Controversies in Holistic Nursing

By Karilee Halo Shames, PhD, RN, HNC

Exploring Our Relationship with Acupuncture

A nurse is bending over a hospitalized patient. she encourages the patient to relax, inhale, exhale, and to imagine energy flowing through the entire body. She appears to be administering a form of touch therapy, but upon closer examination, we see that she is inserting needles into the patient. She is not giving a shot; rather, she is using acupuncture. Nurse-administered acupuncture is not yet common. But the increasing availability of and demand for acupuncture raises questions about the nurse's role in this modality. Are nurses uniquely qualified to learn acupuncture or is Oriental medicine simply too far removed from Western medicine? The answer is complex.

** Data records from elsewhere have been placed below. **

PR #5627, opened 2023-11-08
Default to latest Elixir version Docker image

agonzalezro:
If the combination of the current Elixir version and OTP is not found in the
Docker registry we should default to a known combination, in this case the
latest Elixir version for that OTP version.

In case that no combination of Elixir/OTP is found the message shown to the
user is also more informational.


josevalim (approved):

Gazler:
This looks good. I think we should consider logging a warning to inform the user that the versions don't match exactly if we use a fallback.

agonzalezro:
Good idea @Gazler. Done.

Gazler:
Thanks <3

PR #5629, opened 2023-11-09
mix deps.unlock --unused

PragTob:
Just came here to check if that was also in phoenix, and it is - we should be able to get rid off these.

The dependency upgrade in here is a bit weird but since the `mix.exs` specifies `{:esbuild, "~> 0.8", only: :dev}` I think this is right and was just some form of missed update.

Thanks for all your work! :green_heart:


josevalim:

Should Acupuncture Be Incorporated by Nurses into Holistic Patient Care?

Acupuncture has been used effectively in the Orient for thousands of years. Oriental medical practitioners spend years learning their art form, using the meridian systems of energy flow to stimulate the "qi," or energy of the body. This modality has been practiced in our country for the past few decades. In America, practitioners of Oriental medicine most often learn the modality during an extensive three- to four-year program.

Nurses who study acupuncture may be able to exempt some of the beginning courses, but many acupuncturists do not endorse this practice. Reasons vary from economic and political considerations to the overriding concern that there is little translation between Western and Oriental medicine. Some even believe Western preparation could be a liability.

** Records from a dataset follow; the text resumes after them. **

PR #5634, opened 2023-11-13
Use heroicons from git, closes #5622

### LINKED ISSUE #5622: Vendored heroicons take up considerable space on new projects
### Environment

* Elixir version (elixir -v):
```
Erlang/OTP 26 [erts-14.0.2] [source] [64-bit] [smp:8:8] [ds:8:8:10] [async-threads:1] [jit:ns]

Elixir 1.15.7 (compiled with Erlang/OTP 25)
```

While working with Isabel Reza, a Doctor of Oriental (DOM) Medicine in Sausalito, CA, I had the opportunity to experience acupuncture. In addition to inserting needles, Reza remained with me during the treatment, feeling for various pulses, examining my tongue, and asking for my feedback. She used special oils, aromas, and creams, and all the skills and tools holistic nurses use: deep breathing, relaxation, imagery, affirmations, nutrition counseling, and exercise regimens.

Another acupuncturist, Diane Monteil, L.Ac., of Mill Valley, CA, expressed that acupuncture is based on diagnostic techniques and ways of perception that are totally different from Western medicine. She believes nurses do have skills that would enable us to walk "between the worlds," especially in preparing patients for surgery, assisting in the post-operative phase to decrease anxiety and pain, relax muscles, and decrease fluid retention.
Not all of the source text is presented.